[Items from a dataset]
'''
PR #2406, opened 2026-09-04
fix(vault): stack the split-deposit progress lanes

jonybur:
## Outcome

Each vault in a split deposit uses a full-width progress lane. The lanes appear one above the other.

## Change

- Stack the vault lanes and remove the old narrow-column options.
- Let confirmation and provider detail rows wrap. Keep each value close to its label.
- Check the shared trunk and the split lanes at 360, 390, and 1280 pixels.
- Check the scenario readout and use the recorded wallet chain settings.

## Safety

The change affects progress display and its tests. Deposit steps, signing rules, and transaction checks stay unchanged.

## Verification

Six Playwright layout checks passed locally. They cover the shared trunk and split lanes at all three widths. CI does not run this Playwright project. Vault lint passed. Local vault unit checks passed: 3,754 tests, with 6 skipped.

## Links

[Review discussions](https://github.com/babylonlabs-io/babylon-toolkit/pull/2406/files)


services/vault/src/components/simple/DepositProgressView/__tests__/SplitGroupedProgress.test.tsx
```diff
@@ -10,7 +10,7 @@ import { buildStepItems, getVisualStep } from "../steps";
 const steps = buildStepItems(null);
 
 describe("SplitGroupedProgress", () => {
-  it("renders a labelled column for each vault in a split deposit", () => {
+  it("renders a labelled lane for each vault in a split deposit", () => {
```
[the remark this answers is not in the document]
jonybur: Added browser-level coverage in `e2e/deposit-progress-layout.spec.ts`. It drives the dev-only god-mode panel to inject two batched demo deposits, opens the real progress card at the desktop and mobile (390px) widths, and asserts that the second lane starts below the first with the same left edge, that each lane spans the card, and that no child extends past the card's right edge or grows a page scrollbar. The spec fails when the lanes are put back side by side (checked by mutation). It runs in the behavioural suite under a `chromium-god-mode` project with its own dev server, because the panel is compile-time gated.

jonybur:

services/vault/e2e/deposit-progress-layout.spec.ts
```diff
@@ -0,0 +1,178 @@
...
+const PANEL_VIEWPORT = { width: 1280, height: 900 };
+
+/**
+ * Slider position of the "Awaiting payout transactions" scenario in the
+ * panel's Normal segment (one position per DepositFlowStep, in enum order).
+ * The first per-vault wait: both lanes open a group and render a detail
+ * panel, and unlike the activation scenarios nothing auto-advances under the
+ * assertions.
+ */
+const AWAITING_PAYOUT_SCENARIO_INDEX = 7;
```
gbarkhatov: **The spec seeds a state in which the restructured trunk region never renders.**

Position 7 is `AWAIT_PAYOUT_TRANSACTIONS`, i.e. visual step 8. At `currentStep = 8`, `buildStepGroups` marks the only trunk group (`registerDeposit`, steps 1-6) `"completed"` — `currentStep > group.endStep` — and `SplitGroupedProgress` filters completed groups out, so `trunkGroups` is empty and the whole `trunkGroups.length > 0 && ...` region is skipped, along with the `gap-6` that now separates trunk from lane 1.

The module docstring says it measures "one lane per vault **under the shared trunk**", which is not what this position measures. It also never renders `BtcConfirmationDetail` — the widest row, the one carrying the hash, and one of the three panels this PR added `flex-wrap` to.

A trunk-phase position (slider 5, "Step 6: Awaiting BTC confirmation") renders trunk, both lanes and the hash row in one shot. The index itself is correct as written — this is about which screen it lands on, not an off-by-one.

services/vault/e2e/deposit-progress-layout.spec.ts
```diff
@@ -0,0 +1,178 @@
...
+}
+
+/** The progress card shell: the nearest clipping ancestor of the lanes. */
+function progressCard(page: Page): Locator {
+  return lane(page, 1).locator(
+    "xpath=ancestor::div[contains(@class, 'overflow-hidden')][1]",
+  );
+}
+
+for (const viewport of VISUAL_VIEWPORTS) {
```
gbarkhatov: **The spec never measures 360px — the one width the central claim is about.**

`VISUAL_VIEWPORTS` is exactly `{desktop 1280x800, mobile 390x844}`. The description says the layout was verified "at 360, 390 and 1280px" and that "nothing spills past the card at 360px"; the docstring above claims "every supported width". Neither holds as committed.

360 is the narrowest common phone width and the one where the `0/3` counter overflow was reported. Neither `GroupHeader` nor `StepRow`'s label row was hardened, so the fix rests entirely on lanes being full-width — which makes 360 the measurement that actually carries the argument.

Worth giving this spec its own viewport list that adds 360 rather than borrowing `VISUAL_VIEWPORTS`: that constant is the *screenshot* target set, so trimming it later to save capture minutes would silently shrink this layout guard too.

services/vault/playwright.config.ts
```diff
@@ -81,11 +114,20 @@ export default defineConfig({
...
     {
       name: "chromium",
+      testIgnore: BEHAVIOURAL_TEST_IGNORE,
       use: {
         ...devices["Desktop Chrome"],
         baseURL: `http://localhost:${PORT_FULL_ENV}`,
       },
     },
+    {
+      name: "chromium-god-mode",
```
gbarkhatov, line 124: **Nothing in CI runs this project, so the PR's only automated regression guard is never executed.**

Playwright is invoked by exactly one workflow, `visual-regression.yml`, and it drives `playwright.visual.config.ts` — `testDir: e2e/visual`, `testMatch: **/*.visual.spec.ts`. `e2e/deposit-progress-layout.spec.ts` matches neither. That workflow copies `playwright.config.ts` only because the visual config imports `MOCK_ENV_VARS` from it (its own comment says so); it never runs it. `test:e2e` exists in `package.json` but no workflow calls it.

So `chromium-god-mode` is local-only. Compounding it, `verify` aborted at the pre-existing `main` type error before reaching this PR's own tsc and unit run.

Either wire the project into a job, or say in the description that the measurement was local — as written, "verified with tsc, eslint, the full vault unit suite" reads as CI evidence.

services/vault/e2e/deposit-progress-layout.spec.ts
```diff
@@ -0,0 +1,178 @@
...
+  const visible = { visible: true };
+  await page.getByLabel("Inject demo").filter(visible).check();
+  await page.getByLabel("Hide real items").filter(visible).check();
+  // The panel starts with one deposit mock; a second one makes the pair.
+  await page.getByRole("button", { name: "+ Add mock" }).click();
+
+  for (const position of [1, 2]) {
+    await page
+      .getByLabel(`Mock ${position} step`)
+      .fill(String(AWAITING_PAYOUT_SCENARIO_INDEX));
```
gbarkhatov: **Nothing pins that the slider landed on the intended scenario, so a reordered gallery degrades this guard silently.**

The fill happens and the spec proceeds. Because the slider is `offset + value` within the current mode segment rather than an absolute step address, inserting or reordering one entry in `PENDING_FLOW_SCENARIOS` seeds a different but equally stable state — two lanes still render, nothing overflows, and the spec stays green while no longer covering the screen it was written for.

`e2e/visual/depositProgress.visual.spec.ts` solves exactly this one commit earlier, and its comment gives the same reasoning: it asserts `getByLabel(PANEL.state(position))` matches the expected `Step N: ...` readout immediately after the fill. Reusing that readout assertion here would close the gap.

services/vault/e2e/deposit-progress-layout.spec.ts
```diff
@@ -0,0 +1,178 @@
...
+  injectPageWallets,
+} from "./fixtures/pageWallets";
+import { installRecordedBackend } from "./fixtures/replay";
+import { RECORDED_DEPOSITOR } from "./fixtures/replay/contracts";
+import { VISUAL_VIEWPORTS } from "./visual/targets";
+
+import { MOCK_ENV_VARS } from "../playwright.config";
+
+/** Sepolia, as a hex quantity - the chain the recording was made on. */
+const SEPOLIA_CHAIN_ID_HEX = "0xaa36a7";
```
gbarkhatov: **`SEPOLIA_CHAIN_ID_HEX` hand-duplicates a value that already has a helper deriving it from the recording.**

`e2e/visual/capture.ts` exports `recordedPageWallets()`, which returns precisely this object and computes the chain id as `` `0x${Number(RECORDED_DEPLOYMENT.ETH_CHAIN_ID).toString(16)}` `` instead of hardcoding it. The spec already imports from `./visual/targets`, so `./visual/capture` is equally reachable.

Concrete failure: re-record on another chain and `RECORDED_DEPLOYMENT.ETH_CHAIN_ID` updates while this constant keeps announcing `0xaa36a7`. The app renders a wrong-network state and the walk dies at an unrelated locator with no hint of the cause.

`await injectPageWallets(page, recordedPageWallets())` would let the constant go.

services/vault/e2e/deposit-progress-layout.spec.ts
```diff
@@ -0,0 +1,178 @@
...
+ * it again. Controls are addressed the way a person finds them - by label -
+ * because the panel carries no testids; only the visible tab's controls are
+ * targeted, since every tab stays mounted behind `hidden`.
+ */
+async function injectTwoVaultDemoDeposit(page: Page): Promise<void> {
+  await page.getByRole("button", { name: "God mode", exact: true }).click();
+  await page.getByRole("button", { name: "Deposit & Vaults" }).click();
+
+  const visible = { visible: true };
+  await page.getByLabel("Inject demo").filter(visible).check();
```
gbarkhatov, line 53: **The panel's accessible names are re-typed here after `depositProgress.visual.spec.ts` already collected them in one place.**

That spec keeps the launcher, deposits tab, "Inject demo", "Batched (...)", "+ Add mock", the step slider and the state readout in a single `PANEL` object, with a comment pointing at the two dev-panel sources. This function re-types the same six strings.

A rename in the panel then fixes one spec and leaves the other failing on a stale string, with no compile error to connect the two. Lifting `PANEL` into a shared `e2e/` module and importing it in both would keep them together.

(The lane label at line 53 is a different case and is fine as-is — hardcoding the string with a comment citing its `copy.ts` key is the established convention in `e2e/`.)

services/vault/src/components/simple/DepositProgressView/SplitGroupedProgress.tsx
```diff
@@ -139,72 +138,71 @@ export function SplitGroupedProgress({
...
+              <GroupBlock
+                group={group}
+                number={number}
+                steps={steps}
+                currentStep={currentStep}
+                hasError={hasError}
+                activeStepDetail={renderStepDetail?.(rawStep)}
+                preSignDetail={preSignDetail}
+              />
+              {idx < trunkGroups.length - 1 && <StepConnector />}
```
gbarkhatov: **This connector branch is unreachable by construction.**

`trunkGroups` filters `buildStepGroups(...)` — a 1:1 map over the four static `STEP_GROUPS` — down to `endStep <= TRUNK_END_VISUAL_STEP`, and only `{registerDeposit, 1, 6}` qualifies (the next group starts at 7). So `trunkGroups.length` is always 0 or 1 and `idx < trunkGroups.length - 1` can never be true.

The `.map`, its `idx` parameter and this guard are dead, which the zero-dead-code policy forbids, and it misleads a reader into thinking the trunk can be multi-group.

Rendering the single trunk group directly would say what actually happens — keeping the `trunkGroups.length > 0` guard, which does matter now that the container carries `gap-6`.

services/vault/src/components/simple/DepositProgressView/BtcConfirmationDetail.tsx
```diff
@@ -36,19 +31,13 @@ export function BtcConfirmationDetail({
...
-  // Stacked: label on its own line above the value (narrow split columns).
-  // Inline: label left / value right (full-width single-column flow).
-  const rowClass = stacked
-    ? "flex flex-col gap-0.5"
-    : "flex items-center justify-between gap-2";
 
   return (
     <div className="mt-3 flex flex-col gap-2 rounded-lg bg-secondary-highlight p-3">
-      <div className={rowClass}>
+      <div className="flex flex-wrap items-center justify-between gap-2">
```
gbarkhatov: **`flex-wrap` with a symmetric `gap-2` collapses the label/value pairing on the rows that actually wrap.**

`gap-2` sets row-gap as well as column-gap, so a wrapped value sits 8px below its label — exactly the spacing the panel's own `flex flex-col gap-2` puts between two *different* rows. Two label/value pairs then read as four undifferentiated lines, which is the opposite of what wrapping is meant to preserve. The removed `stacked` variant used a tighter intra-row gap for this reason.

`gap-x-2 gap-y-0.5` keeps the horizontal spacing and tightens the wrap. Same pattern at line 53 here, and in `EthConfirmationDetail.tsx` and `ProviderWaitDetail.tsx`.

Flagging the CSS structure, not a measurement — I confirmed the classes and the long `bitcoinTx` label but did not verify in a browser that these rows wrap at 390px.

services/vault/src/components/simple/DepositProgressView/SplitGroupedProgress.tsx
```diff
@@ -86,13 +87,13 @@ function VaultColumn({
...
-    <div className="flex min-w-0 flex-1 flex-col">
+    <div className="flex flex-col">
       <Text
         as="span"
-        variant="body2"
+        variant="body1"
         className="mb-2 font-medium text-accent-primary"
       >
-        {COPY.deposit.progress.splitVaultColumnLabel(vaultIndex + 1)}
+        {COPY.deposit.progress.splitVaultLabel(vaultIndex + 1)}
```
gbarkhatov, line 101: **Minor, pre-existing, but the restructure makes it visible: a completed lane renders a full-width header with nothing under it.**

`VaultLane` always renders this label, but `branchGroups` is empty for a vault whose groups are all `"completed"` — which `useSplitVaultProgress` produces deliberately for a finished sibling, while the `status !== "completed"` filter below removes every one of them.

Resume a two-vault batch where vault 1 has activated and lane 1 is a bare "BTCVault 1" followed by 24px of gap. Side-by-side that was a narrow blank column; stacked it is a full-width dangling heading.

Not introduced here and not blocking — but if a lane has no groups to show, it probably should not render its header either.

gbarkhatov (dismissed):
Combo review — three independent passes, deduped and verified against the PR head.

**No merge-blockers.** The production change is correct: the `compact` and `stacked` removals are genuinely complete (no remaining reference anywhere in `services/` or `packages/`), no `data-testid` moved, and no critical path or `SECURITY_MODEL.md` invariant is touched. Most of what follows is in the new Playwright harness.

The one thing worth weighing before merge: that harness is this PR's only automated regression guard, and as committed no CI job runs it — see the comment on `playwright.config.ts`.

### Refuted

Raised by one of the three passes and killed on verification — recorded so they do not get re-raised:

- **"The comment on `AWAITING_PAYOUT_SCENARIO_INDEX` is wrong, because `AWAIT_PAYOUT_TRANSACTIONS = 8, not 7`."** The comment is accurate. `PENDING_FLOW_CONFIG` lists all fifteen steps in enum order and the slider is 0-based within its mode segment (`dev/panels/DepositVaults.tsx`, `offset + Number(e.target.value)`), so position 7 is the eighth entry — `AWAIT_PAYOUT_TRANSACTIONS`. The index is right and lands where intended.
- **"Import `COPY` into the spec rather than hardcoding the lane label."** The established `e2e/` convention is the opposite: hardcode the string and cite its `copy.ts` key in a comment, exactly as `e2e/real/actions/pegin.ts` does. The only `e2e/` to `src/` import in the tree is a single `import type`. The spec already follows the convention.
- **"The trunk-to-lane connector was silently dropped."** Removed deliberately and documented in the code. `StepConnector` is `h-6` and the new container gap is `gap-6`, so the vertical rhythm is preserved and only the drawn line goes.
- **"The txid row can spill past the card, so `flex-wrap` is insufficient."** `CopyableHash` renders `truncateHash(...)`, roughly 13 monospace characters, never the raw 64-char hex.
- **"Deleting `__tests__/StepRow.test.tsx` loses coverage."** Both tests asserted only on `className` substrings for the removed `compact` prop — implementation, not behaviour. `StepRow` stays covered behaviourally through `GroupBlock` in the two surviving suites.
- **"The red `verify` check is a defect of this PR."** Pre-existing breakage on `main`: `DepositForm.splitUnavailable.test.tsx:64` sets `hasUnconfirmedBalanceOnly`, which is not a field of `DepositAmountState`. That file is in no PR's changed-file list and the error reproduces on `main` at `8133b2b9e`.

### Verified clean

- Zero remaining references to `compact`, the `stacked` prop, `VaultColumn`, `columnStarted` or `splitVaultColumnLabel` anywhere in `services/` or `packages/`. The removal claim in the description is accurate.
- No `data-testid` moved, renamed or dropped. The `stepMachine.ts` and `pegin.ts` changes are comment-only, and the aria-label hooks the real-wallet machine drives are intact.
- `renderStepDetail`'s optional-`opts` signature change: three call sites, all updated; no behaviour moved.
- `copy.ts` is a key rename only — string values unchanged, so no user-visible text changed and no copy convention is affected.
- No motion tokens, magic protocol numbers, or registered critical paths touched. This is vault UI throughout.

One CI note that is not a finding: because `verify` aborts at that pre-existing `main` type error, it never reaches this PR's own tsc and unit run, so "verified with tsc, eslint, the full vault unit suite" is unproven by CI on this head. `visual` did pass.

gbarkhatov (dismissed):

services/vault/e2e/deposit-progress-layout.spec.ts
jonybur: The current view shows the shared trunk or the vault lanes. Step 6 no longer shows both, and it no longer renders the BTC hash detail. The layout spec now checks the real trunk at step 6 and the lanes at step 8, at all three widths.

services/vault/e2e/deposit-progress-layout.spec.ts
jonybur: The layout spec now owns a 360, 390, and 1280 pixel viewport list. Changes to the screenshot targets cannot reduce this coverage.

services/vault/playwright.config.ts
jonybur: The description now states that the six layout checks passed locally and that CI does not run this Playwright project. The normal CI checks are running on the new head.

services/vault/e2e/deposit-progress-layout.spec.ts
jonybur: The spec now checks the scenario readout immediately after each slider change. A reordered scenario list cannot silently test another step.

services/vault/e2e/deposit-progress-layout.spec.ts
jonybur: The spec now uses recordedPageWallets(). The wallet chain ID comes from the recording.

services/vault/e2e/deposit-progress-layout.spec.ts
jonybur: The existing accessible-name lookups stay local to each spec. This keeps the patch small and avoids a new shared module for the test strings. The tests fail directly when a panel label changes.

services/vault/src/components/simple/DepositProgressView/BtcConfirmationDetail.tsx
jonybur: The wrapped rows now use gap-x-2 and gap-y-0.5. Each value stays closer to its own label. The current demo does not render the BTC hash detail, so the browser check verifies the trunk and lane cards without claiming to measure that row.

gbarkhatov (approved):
'''
→ **Activity**
Please copy each line of the records above that holds the word "passes".

→ **Written answer**
Combo review — three independent passes, deduped and verified against the PR head.
Raised by one of the three passes and killed on verification — recorded so they do not get re-raised:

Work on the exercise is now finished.